We all have our opinions on things like quality and value but something to keep in mind. The majority of raw material in a boat is a petroleum based product and the other huge factors are labor and the overhead of building them in facilities that conform to EPA standards. Not a whole lot any stateside boat manufacturer can do with that. The other aspects like design, function, fit and finish is what sets them apart and how thats priced is what the market will bear.


----------



## Guest (Mar 3, 2008)

> How much are you marking that thing up?

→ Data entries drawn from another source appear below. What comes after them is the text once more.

PR #1287, opened 2019-01-20
produce a virtualenv zipapp

asottile:
this "works" -- I would like some feedback on the approach however:

```console
$ python3 tasks/make_zipapp.py 
zipapp created at /tmp/x/virtualenv/virtualenv.pyz
$ python virtualenv.pyz venv
New python executable in /tmp/x/virtualenv/venv/bin/python
done.
$ python3 virtualenv.pyz venv3
Using base prefix '/usr'
New python executable in /tmp/x/virtualenv/venv3/bin/python3
Also creating executable in /tmp/x/virtualenv/venv3/bin/python
done.
$ du -hs virtualenv.pyz 
2.0M	virtualenv.pyz
```

### DIFF
--- a/docs/changelog/1092.feature.rst
+++ b/docs/changelog/1092.feature.rst
@@ -1,0 +1,3 @@
+Enable virtualenv to be distributed as a ``zipapp`` or to be run as a
+wheel with ``PYTHONPATH=virtualenv...any.whl python -mvirtualenv`` - by
+Anthony Sottile
--- a/tasks/make_zipapp.py
+++ b/tasks/make_zipapp.py
@@ -1,0 +1,37 @@
+"""https://docs.python.org/3/library/zipapp.html"""
+import argparse
+import io
+import os.path
+import zipapp
+import zipfile
+
+
+def main():
+    parser = argparse.ArgumentParser()
+    parser.add_argument("--root", default=".")
+    parser.add_argument("--dest")
+    args = parser.parse_args()
+
+    if args.dest is not None:
+        dest = args.dest
+    else:
+        dest = os.path.join(args.root, "virtualenv.pyz")
+
+    bio = io.BytesIO()
+    with zipfile.ZipFile(bio, "w") as zipf:
+        filenames = ["LICENSE.txt", "virtualenv.py"]
+        for whl in os.listdir(os.path.join(args.root, "virtualenv_support")):
+            filenames.append(os.path.join("virtualenv_support", whl))
+
+        for filename in filenames:
+            zipf.write(os.path.join(args.root, filename), filename)
+
+        zipf.writestr("__main__.py", "import virtualenv; virtualenv.main()")
+
+    bio.seek(0)
+    zipapp.create_archive(bio, dest)
+    print("zipapp created at {}".format(dest))
+
+
+if __name__ == "__main__":
+    exit(main())
--- a/tests/test_zipapp.py
+++ b/tests/test_zipapp.py
@@ -1,0 +1,87 @@
+import os.path
+import subprocess
+import sys
+
+import pytest
+
+import virtualenv
+
+HERE = os.path.dirname(os.path.dirname(__file__))
+
+
+def _python(v):
+    return virtualenv.get_installed_pythons().get(v, "python{}".format(v))
+
+
+def _major_version(venv):
+    _, _, _, bin_dir = virtualenv.path_locations(venv)
+    exe = os.path.join(bin_dir, "python")
+    cmd = (exe, "-c", "import sys; print(sys.version_info[0])")
+    out = subprocess.check_output(cmd)
+    return int(out)
+
+
+@pytest.fixture(scope="session")
+def call_zipapp(tmp_path_factory):
+    if sys.version_info[:2] == (3, 4):
+        pytest.skip("zipapp was introduced in python3.5")
+    pyz = str(tmp_path_factory.mktemp(basename="zipapp") / "virtualenv.pyz")
+    subprocess.check_call(
+        (_python("3"), os.path.join(HERE, "tasks/make_zipapp.py"), "--root", virtualenv.HERE, "--dest", pyz)
+    )
+
+    def zipapp_make_env(path, python=None):
+        cmd = (sys.executable, pyz, "--no-download", path)
+        if python:
+            cmd += ("-p", python)
+        subprocess.check_call(cmd)
+
+    return zipapp_make_env
+
+
+@pytest.fixture(scope="session")
+def call_wheel(tmp_path_factory):
+    wheels = tmp_path_factory.mktemp(basename="wheel")
+    subprocess.check_call((sys.executable, "-mpip", "wheel", "--no-deps", "-w", str(wheels), HERE))
+    wheel, = wheels.iterdir()
+
+    def wheel_make_env(path, python=None):
+        cmd = (sys.executable, "-mvirtualenv", "--no-download", path)
+        if python:
+            cmd += ("-p", python)
+        env = dict(os.environ, PYTHONPATH=str(wheel))
+        subprocess.check_call(cmd, env=env)
+
+    return wheel_make_env
+
+
+def _test_basic_invocation(make_env, tmp_path):
+    venv = tmp_path / "venv"
+    make_env(str(venv))
+    assert venv.exists()
+    assert _major_version(str(venv)) == sys.version_info[0]
+
+
+def test_zipapp_basic_invocation(call_zipapp, tmp_path):
+    _test_basic_invocation(call_zipapp, tmp_path)
+
+
+def test_wheel_basic_invocation(call_wheel, tmp_path):
+    _test_basic_invocation(call_wheel, tmp_path)
+
+
+def _test_invocation_dash_p(make_env, tmp_path):
+    venv = tmp_path / "venv"
+    python = {2: _python("3"), 3: _python("2.7")}[sys.version_info[0]]
+    make_env(str(venv), python)
+    assert venv.exists()
+    expected = {3: 2, 2: 3}[sys.version_info[0]]
+    assert _major_version(str(venv)) == expected
+
+
+def test_zipapp_invocation_dash_p(call_zipapp, tmp_path):
+    _test_invocation_dash_p(call_zipapp, tmp_path)
+
+
+def test_wheel_invocation_dash_p(call_wheel, tmp_path):
+    _test_invocation_dash_p(call_wheel, tmp_path)
--- a/tests/test_zipapp.py
+++ b/tests/test_zipapp.py
@@ -1,3 +1,6 @@
+from __future__ import unicode_literals
+
+import json
 import os.path
 import subprocess
 import sys
@@ -11,14 +14,6 @@ HERE = os.path.dirname(os.path.dirname(__file__))
 
 def _python(v):
     return virtualenv.get_installed_pythons().get(v, "python{}".format(v))
-
-
-def _major_version(venv):
-    _, _, _, bin_dir = virtualenv.path_locations(venv)
-    exe = os.path.join(bin_dir, "python")
-    cmd = (exe, "-c", "import sys; print(sys.version_info[0])")
-    out = subprocess.check_output(cmd)
-    return int(out)
 
 
 @pytest.fixture(scope="session")
@@ -42,24 +37,17 @@ def call_zipapp(tmp_path_factory):
 @pytest.fixture(scope="session")
 def call_wheel(tmp_path_factory):
     wheels = tmp_path_factory.mktemp(basename="wheel")
-    subprocess.check_call((sys.executable, "-mpip", "wheel", "--no-deps", "-w", str(wheels), HERE))
+    subprocess.check_call((sys.executable, "-m", "pip", "wheel", "--no-deps", "-w", str(wheels), HERE))
     wheel, = wheels.iterdir()
 
     def wheel_make_env(path, python=None):
-        cmd = (sys.executable, "-mvirtualenv", "--no-download", path)
+        cmd = (sys.executable, "-m", "virtualenv", "--no-download", path)
         if python:
             cmd += ("-p", python)
         env = dict(os.environ, PYTHONPATH=str(wheel))
         subprocess.check_call(cmd, env=env)
 
     return wheel_make_env
-
-
-def _test_basic_invocation(make_env, tmp_path):
-    venv = tmp_path / "venv"
-    make_env(str(venv))
-    assert venv.exists()
-    assert _major_version(str(venv)) == sys.version_info[0]
 
 
 def test_zipapp_basic_invocation(call_zipapp, tmp_path):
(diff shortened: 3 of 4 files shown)


pfmoore:
I like this approach a lot. Distributing virtualenv as a standalone pyz file that can be run with any Python interpreter sounds like a much better approach. From what I can tell, the pyz file will still support the `-p` option, even though it's not particularly needed for a standalone pyz.

There are a lot of projects that depend on virtualenv that likely expect it to be installed (tox, pew, pipenv, ...) - otherwise, I'd be in favour of making this the official distribution method for virtualenv. It may be worth reaching out to those projects to see how hard it would be for them to switch from needing an installed virtualenv, to simply needing a virtualenv command available.

gaborbernat:
The main impediment Paul for tox e.g. is that while one can guarantee virtualenv exist via install requires, one cannot do the same for pyz. This method would only work if downstream tools themselves would be pyz, however one downside of doing so is that no direct command to the tool is available, but rather someone needs to pass the pyz to the interpreter. Therefore I would say not viable. asottile please add some tests for this so we can validate it works for all flavours of python.

pfmoore:
@gaborbernat Thanks for the clarification on tox's position. I thought something like that would be the issue. I've done some work bundling various tools, including tox and virtualenv, as zipapps using [shiv](https://pypi.org/project/shiv/). It needs a little fiddling to ensure that the unbundled zipapp is on `sys.path` for subprocess calls (by setting `PYTHONPATH`, which causes tox to issue a warning). I'd wondered whether there was a way (probably involving changes to tox and other such tools) to work around that, but I've not really had the time to look into it properly. It's very much a niche use case, but it's a pretty useful one (having Python dev tools available standalone as pyz apps is *really* convenient for certain types of workflow).

I'd still like to see the pyz form as a supported approach, even if only as an additional option.

asottile:
I've written some tests, re-enabled `install_wheel` to run with `search_dirs=None`, and fixed `-p` -- the diff is probably best viewed with [`?w=1`](https://github.com/pypa/virtualenv/pull/1287/files?w=1)

tox.ini
```diff
@@ -78,6 +78,14 @@ changedir = {toxinidir}/tasks
 extras =
 commands = python update_embedded.py
 
+[testenv:zipapp]
```
gaborbernat: definitely add it to the default targets too 👍 just to ensure the tox interface does not break

virtualenv.py
```diff
@@ -459,19 +465,35 @@ def _find_file(filename, folders):
...
 
 
-def file_search_dirs():
-    here = os.path.dirname(os.path.abspath(__file__))
-    dirs = [here, join(here, "virtualenv_support")]
-    if os.path.splitext(os.path.dirname(__file__))[0] != "virtualenv":
-        # Probably some boot script; just in case virtualenv is installed...
+@contextlib.contextmanager
+def virtualenv_support_dirs():
+    """Context manager yielding either [virtualenv_support_dir] or []"""
```
gaborbernat: maybe more accurate to say: ``locate virtualenv support files directory``

virtualenv.py
```diff
@@ -459,19 +465,35 @@ def _find_file(filename, folders):
...
+
+    # normal filesystem installation
+    if os.path.isdir(join(HERE, "virtualenv_support")):
+        yield [join(HERE, "virtualenv_support")]
+    elif IS_ZIPAPP:
+        tmpdir = tempfile.mkdtemp()
```
gaborbernat: worth writing a comment here that we provide these files on the fly, so we'll extract it and clean it up afterwards 👍

That being said seems fairly expensive to keep extracting this every time, worth investigating if:
1. Can't we provide it as a zip path?
2. Can we cache it, into e.g. userdir?

virtualenv.py
```diff
@@ -459,19 +465,35 @@ def _find_file(filename, folders):
...
-    dirs = [here, join(here, "virtualenv_support")]
-    if os.path.splitext(os.path.dirname(__file__))[0] != "virtualenv":
-        # Probably some boot script; just in case virtualenv is installed...
+@contextlib.contextmanager
+def virtualenv_support_dirs():
+    """Context manager yielding either [virtualenv_support_dir] or []"""
+
+    # normal filesystem installation
+    if os.path.isdir(join(HERE, "virtualenv_support")):
+        yield [join(HERE, "virtualenv_support")]
```
gaborbernat: note this will still provide it if virtualenv support is a file instead of a folder (change of behavior compared to beforehand), we probably should warn in such cases and break instead

virtualenv.py
```diff
@@ -459,19 +465,35 @@ def _find_file(filename, folders):
...
         try:
             # noinspection PyUnresolvedReferences
             import virtualenv
         except ImportError:
-            pass
+            yield []
         else:
-            dirs.append(os.path.join(os.path.dirname(virtualenv.__file__), "virtualenv_support"))
-    return [d for d in dirs if os.path.isdir(d)]
+            yield [join(os.path.dirname(virtualenv.__file__), "virtualenv_support")]
```
gaborbernat: again virtualenv_support is file case is not handled

virtualenv.py
```diff
@@ -900,98 +924,105 @@ def find_wheels(projects, search_dirs):
...
 def install_wheel(project_names, py_executable, search_dirs=None, download=False):
     if search_dirs is None:
-        search_dirs = file_search_dirs()
+        ctx = virtualenv_support_dirs
+    else:
 
-    wheels = find_wheels(["setuptools", "pip"], search_dirs)
-    python_path = os.pathsep.join(wheels)
+        @contextlib.contextmanager
+        def ctx():
```
gaborbernat: I prefer spelled out as ``support_files_context``

tasks/make_zipapp.py
```diff
@@ -0,0 +1,36 @@
+import argparse
```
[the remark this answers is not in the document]
asottile: further than someone would run `python3 -m pydoc zipapp`?

docs/changelog/1092.feature.rst
```diff
@@ -0,0 +1 @@
+Enable virtualenv to be distributed as a ``zipapp`` - by Anthony Sottile
```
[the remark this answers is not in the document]
asottile: yeah I was on the fence with this changelog, I didn't actually add the packaged zipapp to the repo but only enabled one to create a zipapp so I think this current changelog entry is accurate.  I can link the zipapp docs here though I really suck at rst

tasks/make_zipapp.py
```diff
@@ -0,0 +1,36 @@
...
+import io
+import os.path
+import zipapp
+import zipfile
+
+
+def main():
+    parser = argparse.ArgumentParser()
+    parser.add_argument("--root", default=".")
```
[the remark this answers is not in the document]
asottile: they're exactly the same here 🤷‍♂️

tasks/make_zipapp.py
```diff
@@ -0,0 +1,36 @@
...
+    parser.add_argument("--dest")
+    args = parser.parse_args()
+
+    if args.dest is not None:
```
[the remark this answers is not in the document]
asottile: I think it's fine as is

tasks/make_zipapp.py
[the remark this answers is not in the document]
gaborbernat: more importantly, the zipapp library is python 3 only (should we backport to 2, given that 2.6+ supports zip files)?

tasks/make_zipapp.py
```diff
@@ -0,0 +1,36 @@
...
+
+        zipf.writestr("__main__.py", "import virtualenv; virtualenv.main()")
+
+    bio.seek(0)
+    zipapp.create_archive(bio, dest)
+    print("zipapp created at {}".format(dest))
+
+
+if __name__ == "__main__":
+    exit(main())
```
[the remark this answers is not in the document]
gaborbernat: It probably would seem more same if the function would return some alternative values, just felt a bit off given it only ever returns None 🤔

tests/test_zipapp.py
```diff
@@ -0,0 +1,35 @@
...
+    return virtualenv.get_installed_pythons().get(v, "python{}".format(v))
+
+
+@pytest.fixture(scope="session")
+def zipapp(tmp_path_factory):
+    if sys.version_info[:2] == (3, 4):
+        pytest.skip("zipapp was introduced in python3.5")
+    pyz = str(tmp_path_factory.mktemp(basename="zipapp") / "virtualenv.pyz")
+    subprocess.check_call(
+        (_python("3"), os.path.join(virtualenv.HERE, "tasks/make_zipapp.py"), "--root", virtualenv.HERE, "--dest", pyz)
```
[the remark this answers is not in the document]
asottile: it was either tie the test to `virtualenv.py` location, the process `cwd`, or the test location -- I picked what I thought was the least bad -- do you have a better suggestion?

`FILE_PATH` is inaccurate, it's not actually the path to a file, but the path to the directory -- conventionally I've only seen this path referred to as `HERE`

tests/test_zipapp.py
```diff
@@ -0,0 +1,35 @@
...
+    )
+    return pyz
+
+
+def test_basic_invocation(zipapp, tmp_path):
+    venv = tmp_path / "venv"
+    subprocess.check_call((sys.executable, zipapp, str(venv)))
+    assert venv.exists()
```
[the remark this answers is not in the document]
asottile: then I have to deal with the windows-wart `Scripts` directory :(

tests/test_zipapp.py
```diff
@@ -0,0 +1,35 @@
...
+
+
+def test_invocation_dash_p(zipapp, tmp_path):
+    venv = tmp_path / "venv"
```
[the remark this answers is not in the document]
asottile: it just needs to ensure that the `re-exec` logic succeeds, so `-p` needs to be different than `sys.executable`

virtualenv.py
asottile: premature optimization (~650μs per call on my VM)

also think it's fairly obvious what's happening based on the code (not warranting a comment) -- let me know!

virtualenv.py
asottile: it would always crash before if that were the case so it's not worth mucking this further:

```
$ rm -rf virtualenv_support/ && touch virtualenv_support && python virtualenv.py venv
New python executable in /tmp/virtualenv/venv/bin/python
Cannot find a wheel for setuptools
Cannot find a wheel for pip
  Complete output from command /tmp/virtualenv/venv/bin/python - setuptools pip wheel:
  File "<stdin>", line 11, in <module>
ImportError: No module named pip
  File "virtualenv.py", line 2344, in <module>
    main()
  File "virtualenv.py", line 712, in main
    symlink=options.symlink)
  File "virtualenv.py", line 948, in create_environment
    download=download,
  File "virtualenv.py", line 905, in install_wheel
  File "virtualenv.py", line 796, in call_subprocess
    % (cmd_desc, proc.returncode))
OSError: Command /tmp/virtualenv/venv/bin/python - setuptools pip wheel failed with error code 1
```

virtualenv.py
asottile: it was unhandled before, it's even highlighted in this diff 😆 

```
return [d for d in dirs if os.path.isdir(d)]
```

virtualenv.py
asottile: :java:

tasks/make_zipapp.py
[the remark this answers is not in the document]
asottile: no, like the other scripts in `tasks` this is python3+.  there is no runtime support library of `zipapp` to run the resulting `.pyz`

`zipapp` is only needed to _create_ the `.pyz`, after that it works with py26+ without dependencies

tasks/make_zipapp.py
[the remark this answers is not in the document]
asottile: that's the beauty of it, `exit(None)` is the same as `exit(0)`

tests/test_zipapp.py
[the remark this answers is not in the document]
asottile: also can't use `sys.executable` in python2 because of `zipapp` -- that's why it's `_python("3")`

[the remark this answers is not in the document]
asottile: this call is `tasks/make_zipapp.py`, not the call of the zipapp itself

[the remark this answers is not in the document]
pfmoore: Oh, sorry. What you mean is if you're running virtualenv with Python 2, you need to use Python 3 to run make_zipapp? That makes sense, I guess. So if the user doesn't have Python 3 installed, this will fail. Not a real problem, as this is just a test.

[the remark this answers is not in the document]
asottile: yep!

it's also the reason I had to skip python3.4 since `python3` in that case is too old to run `zipapp`

that end-of-life is coming up soon I think 🎉

asottile:
coincidentally, this branch also fixes:

```bash
PYTHONPATH=virtualenv-16.2.0-py2.py3-none-any.whl python -m virtualenv venv
```

docs/changelog/1092.feature.rst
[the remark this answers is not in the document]
gaborbernat: It's alright, let's just add the wheel fix 👍 and while at it add a test for it 👍

tasks/make_zipapp.py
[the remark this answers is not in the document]
gaborbernat: As far as functionality yes, but I think the help message would be clearer with the os.getcwd. To be fair for that we would need to add the default formatter, can you do that? Thanks!

tasks/make_zipapp.py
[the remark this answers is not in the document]
gaborbernat: Without custom codes though (which here lack this format feels a overcomplication)

tests/test_zipapp.py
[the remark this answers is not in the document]
gaborbernat: you can just call the virtualenv path locations to find that out 👍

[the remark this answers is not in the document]
gaborbernat: just use the virtualenv path locations 👍

tests/test_zipapp.py
```diff
@@ -0,0 +1,48 @@
...
+def test_basic_invocation(zipapp, tmp_path):
+    venv = tmp_path / "venv"
+    subprocess.check_call((sys.executable, zipapp, str(venv)))
+    assert venv.exists()
+    assert _major_version(str(venv)) == sys.version_info[0]
+
+
+def test_invocation_dash_p(zipapp, tmp_path):
+    venv = tmp_path / "venv"
+    python = {2: _python("3"), 3: _python("2.7")}[sys.version_info[0]]
```
gaborbernat: Again the exists I find a too shallow test 😭

tasks/make_zipapp.py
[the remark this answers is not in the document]
asottile: this isn't a user facing script at all, I don't think this is worth doing.  None of the other scripts in `tasks` have useful defaults or help messages either

tests/test_zipapp.py
```diff
@@ -0,0 +1,48 @@
...
+    subprocess.check_call((sys.executable, zipapp, str(venv), "-p", python))
+    assert venv.exists()
```
gaborbernat: This would pass if all virtualenv would do is create this folder and then exit 🤔

tox.ini
```diff
@@ -78,6 +78,14 @@ changedir = {toxinidir}/tasks
...
+basepython = python3
+description = make a redistributable virtualenv zipapp
+skip_install = true
+changedir = {toxinidir}/tasks
+extras =
+commands = python make_zipapp.py --root ..
```
gaborbernat: we probably generate this into toxs tmp folder to not pollute the working tree

tests/test_zipapp.py
asottile: scroll down, bud <3

tox.ini
asottile: I assume the person that would be manually running this would actually want to find the file so they could upload it somewhere -- I don't expect this to be run very often

virtualenv.py
```diff
@@ -900,98 +924,105 @@ def find_wheels(projects, search_dirs):
...
-    # PIP_FIND_LINKS uses space as the path separator and thus cannot have paths
-    # with spaces in them. Convert any of those to local file:// URL form.
-    try:
-        from urlparse import urljoin
-        from urllib import pathname2url
-    except ImportError:
-        from urllib.parse import urljoin
-        from urllib.request import pathname2url
+    with search_dirs_context() as search_dirs:
+        wheels = find_wheels(["setuptools", "pip"], search_dirs)
```
gaborbernat: this generates a long diff because of the indent, what if we would just extract the indented part into its own function?

tests/test_zipapp.py
asottile: fortunately the rest of the test suite makes sure that isn't the case

virtualenv.py
asottile: This is why I suggested viewing the diff with [`?w=1`](https://github.com/pypa/virtualenv/pull/1287/files?w=1) in [this comment](https://github.com/pypa/virtualenv/pull/1287/files?w=1)

tox.ini
gaborbernat: This gets run at every commit (it's part of the default target). It's same as documentation if you want to find it just print the path after generating it (or part of the generation).

tests/test_zipapp.py
gaborbernat: it makes sure in case of the source invocation though, not the zipapp interface, not? would we zipapp a single mkdir command I think think this would still pass.

tox.ini
asottile: yeah you told me to add it to the default :P

I don't think it should be in the default, it's similar to `release` imo

virtualenv.py
gaborbernat: Not if you move it to a private function, right after this function. The private function call would be an insert and everything below would be all is same.

tests/test_zipapp.py
gaborbernat: eh, talk about a fail 😆 , probably I should fix it :-) I would like to validate a simple call with the created virtualenv ```python -c 'import sys; print(sys.executable)'``` should return the same thing we calculated with the virtualenv path.

virtualenv.py
asottile: I'd rather not add lines for no reason, what's the problem with the indent?

tests/test_zipapp.py
asottile: since I'm already better than the status quo I'm going to drop this, feel free to follow up with your more strict requirements but I don't reasonably think you should hold me to higher standards than the status quo which I'm already exceeding

gaborbernat:
Released as ``16.3.0``.
thanks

Probably what ever the market will bear. :-/ He's the one that has to sell them and pay his venders and employees.

I do know when I go to the grocery store they don't tell me how much profit is in a can of soup.


----------



## deerfly (Mar 10, 2007)

> I do know when I go to the grocery store they don't tell me how much profit is in a can of soup.


Ron, grocery chains typically operate on a 1% net net margin, which works out to about a penny on the dollar. Gotta sell a lot of soup to buy a new skiff these days.


----------



## aaronshore (Aug 24, 2007)

> > It looks to be a very well thought out design that floats in 6" of water
> 
> 
> 
> I think you meant that the manufacture claims it floats in 6"..........


I dont know about this boat, but I have been in RJ's Panga and I am pretty sure we were in less than 6" of water. This boat has alot more on it with a bigger motor, so its obviously heavier than RJ's boat, but if they say it floats in 6" of water I am inclined to believe it until proven otherwise. Those Pangas are awesome.


----------



## Guest (Mar 3, 2008)

> > I do know when I go to the grocery store they don't tell me how much profit is in a can of soup.
> 
> 
> Ron, grocery chains typically operate on a 1% net net margin, which works out to about a penny on the dollar. Gotta sell a lot of soup to buy a new skiff these days.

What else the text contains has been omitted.